## Data for review

PR #7230, opened 2022-04-28
aws - es - new cross-cluster es connection filter

cjhallman:
This addresses Issue https://github.com/cloud-custodian/cloud-custodian/issues/6319 and is an extension of this PR https://github.com/cloud-custodian/cloud-custodian/pull/6352 since that one has not been updated


c7n/resources/elasticsearch.py
```diff
@@ -133,6 +133,100 @@ def process(self, resources, event=None):
...
+                    key: SourceDomainInfo.OwnerId
+                    op: eq
+                    value: '123456789'
+                outbound:
+                    key: SourceDomainInfo.OwnerId
+                    op: eq
+                    value: '123456789'
+    """
+    schema = type_schema(type_name="cross-cluster",
+        inbound={
```
ajkerrigan, line 160: Looks like the intent of this schema is to say "inbound and outbound can do whatever the value filter can do", which is great :+1: . We should be able to cover the same ground and automatically handle any future value filter updates by using something like this:

```
schema = type_schema(type_name="cross-cluster",
    inbound=type_schema(
        type_name='inbound',
        required=('key', 'value'),
        rinherit=ValueFilter.schema
    ),
    outbound=type_schema(
        type_name='outbound',
        required=('key', 'value'),
        rinherit=ValueFilter.schema
    ),
)
```

ajkerrigan (changes requested):
Thanks a lot for picking this up, looks good! One comment inline regarding extending the value filter schema. Thanks for including tests and example usage :+1:

c7n/resources/elasticsearch.py
cjhallman: Hi @ajkerrigan thanks you for the feedback! I have made the requested changes and retested the filter.

ajkerrigan (approved):

c7n/resources/elasticsearch.py
ajkerrigan: Thanks for making those changes @cjhallman ! On a second look at this PR I noticed that there were Terraform bits (module and state files) that weren't being referenced anywhere. We can likely either remove those bits or work them into the tests. I added a commit showing an example of how we could work them in... feel free to keep that or ditch it. Appreciate you doing the Terraform work and sharing it as part of your testing :+1:

cjhallman: Hi @ajkerrigan thanks for reviewing and yea I mostly just used terraform as a way to spin up some resources for testing but I appreciate you working them into the test cases. I think I will leave them in there. I have a question for you, how did you generate tf_resources.json file included in your commit?

cjhallman: I also made one more commit with terraform changes to actually create the cross cluster connection

ajkerrigan: I manually did what pytest-terraform does under the covers [here](https://github.com/cloud-custodian/pytest-terraform/blob/adeacc755277fa5ff0c59c0fe61784501c8432a9/pytest_terraform/tf.py#L245-L284) to parse & save terraform state, using the state file you committed.

Most tests don't include the Terraform bits, and elasticsearch clusters take such a long time to launch that we're unlikely to exercise them in live functional tests. But a template and state recording is a helpful reference for folks who might need to work with this filter in the future.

## What the task asks
A complete answer gives every line of the data that includes "connection".

## Task solution
aws - es - new cross-cluster es connection filter
cjhallman: I also made one more commit with terraform changes to actually create the cross cluster connection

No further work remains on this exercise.